▶ To do
For the word "removes", search the records and show each line in which it occurs.

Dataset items
PR #196, opened 2023-04-24
Jiraffe into collector

osoukup:
This PR introduces a number of changes mainly regarding the Jira tracker sync:

- removes some obsoleted tests and constants
- rewrites the Jiraffe core to contain only Jira connection and query functionality
- implements multi-issue and tracker specific queries
- fixes the tracker ACL handling
- introduces a shared mixin for a common ACL stuff
- splits tracker convertor class (the main reason is the ACLs are differently handled in Bugzilla and Jira)
- integrate Jiraffe with the collector framework to have better status reporting and recoverablity
- this also removes the last dependance on the Krakken Dashboard

Closes OSIDB-576


costaconrado (approved):
I left a comment about the behavior of 2-way sync, I think we still want to have a way to disable it in local development environment (not sure), but overall LGTM.

collectors/jiraffe/tasks.py
```diff
@@ -1,60 +1,23 @@
...
-        if affect_uuids:
-            for affect_uuid in affect_uuids:
-                process_affect.delay(
-                    affect_uuid=affect_uuid,
-                    groups_read=settings.PUBLIC_READ_GROUPS,
-                    groups_write=[settings.PUBLIC_WRITE_GROUP],
-                )
+def jira_tracker_collector(collector_obj):
+    logger.info(f"Collector {collector_obj.name} is running")
+    return collector_obj.collect()
```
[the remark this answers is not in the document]
osoukup: Correct. Do you think we should have it conditional? If so it would be probably good to have some general mechanism of setting the collectors off with having them on by default.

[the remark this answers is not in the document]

▶ Your solution
- removes some obsoleted tests and constants
- this also removes the last dependance on the Krakken Dashboard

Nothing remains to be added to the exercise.